For a long time in my Scala classes and trainings I used to start the training, obviously, with values and variables.

The Gripe

This is what everyone starts with when learning Scala:

val aValue = 2
aValue = 3 // NOPE. can't reassign

var aVariable = 3
aVariable = 47 // OK

Piece o’ cake. This is what I used to start with as well. However, the very next thing I say is, “don’t use variables, they are discouraged”. People look confused, so I immediately follow with a “trust me” just to ease the tension in the room.

The confusion is natural. People usually come from an imperative programming background, like Java or Python, where you can’t do squat without variables. So from an instructor’s point of view, introducing Scala by relying on something people already know seems natural and intuitive.

I’ve recently started to believe that is the wrong approach.

Because FP

Once someone gets started with Scala by learning mutable variables, they instantly validate every other concept they might have learned or used in other languages or thinking styles.

// do something 10 times
var i = 0
while (i < 10) {
  println("Hey ma, I'm looping!")
  i = i + 1
}

In other words, people start thinking - or I should say continue thinking - procedurally. This is blocking the normal flow of learning functional programming, because we want think in terms of expressions, not instructions.

(0 until 10).foreach(_ => println("Hey ma, I'm doing it right!"))

The looping version above would not pass code review in any strong Scala team.

Mutation is also a big problem:

var myList = List(1,2,3)
// use the list
myList = myList :+ 4
// pass the list to some other API
invokeExternalService(myList)

Even if Scala learners understand immutable data structures, reusing variables makes code very hard to read and reason about, especially in multithreaded or distributed applications. In this case, we can very quickly lose track of who modified which variable, or which piece of code reassigned our shared variables. If we start learning Scala with variables, we continue thinking this way, and make concurrent and distributed code worse in Scala than in Java. Instead, keep it clean.
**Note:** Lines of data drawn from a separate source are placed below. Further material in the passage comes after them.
PR #489, opened 2025-09-17
afc: C API Bindings

nikki-aranya:
- [x] create_channel()
- [x] recv_ctrl()
- [x] get_channel_type()
- [x] open()
- [x] seal()
- [ ] `seq_cmp(seq1, seq2) -> int` to compare `Seq`
- [x] delete_channel()
- [x] Feature flags for afc, preview
- [x] label_id()
- [ ] Update C example with AFC example
- [ ] unlink afc shm files in example.c https://github.com/aranya-project/aranya/issues/494

### DIFF
--- a/crates/aranya-client-capi/src/api/defs.rs
+++ b/crates/aranya-client-capi/src/api/defs.rs
@@ -11,6 +11,8 @@ use anyhow::Context as _;
 #[cfg(feature = "aqc")]
 use aranya_capi_core::opaque::Opaque;
 use aranya_capi_core::{prelude::*, ErrorCode, InvalidArg};
+#[cfg(feature = "afc")]
+use aranya_client::afc;
 #[cfg(feature = "aqc")]
 use aranya_client::aqc::{self, AqcPeerStream};
 use aranya_daemon_api::Text;
@@ -68,6 +70,10 @@ pub enum Error {
     #[capi(msg = "Aranya error")]
     Aranya,
 
+    #[cfg(feature = "afc")]
+    #[capi(msg = "wrong channel type provided")]
+    WrongChannelType,
+
     /// AQC library error.
     #[cfg(feature = "aqc")]
     #[capi(msg = "AQC library error")]
@@ -118,6 +124,8 @@ impl From<&imp::Error> for Error {
                     Self::Bug
                 }
             },
+            #[cfg(feature = "afc")]
+            imp::Error::WrongChannelType => Self::WrongChannelType,
             imp::Error::WouldBlock => Self::WouldBlock,
             imp::Error::Closed => Self::Closed,
             imp::Error::Config(_) => Self::Config,
@@ -2258,4 +2266,289 @@ pub unsafe fn aqc_recv_stream_try_recv(
     }
     *buffer_len = written;
     Ok(())
+}
+
+/// An AFC Channel Object.
+///
+/// This can contain a bidirectional, receiver, or sender channel.
+///
+/// Note that only bidi and sender channels can call `aranya_afc_seal()`, and
+/// only bidi and receiver channels can call `aranya_afc_open()`.
+#[cfg(feature = "afc")]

val startingList = List(1,2,3)
// use it
// ...
// pass something else to the other API
invokeExternalService(startingList :+ 4)

That’s not to say that variables are bad all the time. I’ll probably talk about when variables are useful in another article. But if we want to discourage people from using variables, why are variables the first thing they learn?

The Contrarian

So I’ve stopped teaching people about variables, and my recent trainings at Adobe and the [Scala at Light Speed](/courses/scala-at-light speed) embody that belief. I start with values and just carry on with expressions, then functions and then teach people how to build moroe complex things. Some trainees and students sometimes ask me, “Daniel, isn’t there some variable or something?” at which I tell a lie and say “Nope. You’ll have to use what you have.”. And they always do, they find a way, and after the training or the class they tell me they understand Scala as a different way of thinking, which is my main goal. Only then do I tell them that there is such a thing as a variable in Scala, but by that time, nobody even cares.

Conclusion

To sum up this article, here’s are some rules of thumb:

  • If you’re learning Scala, pretend you’ve never even heard of variables. There are no such things.
  • If you’re teaching Scala, if you don’t want your students to use variables and loops, don’t teach them!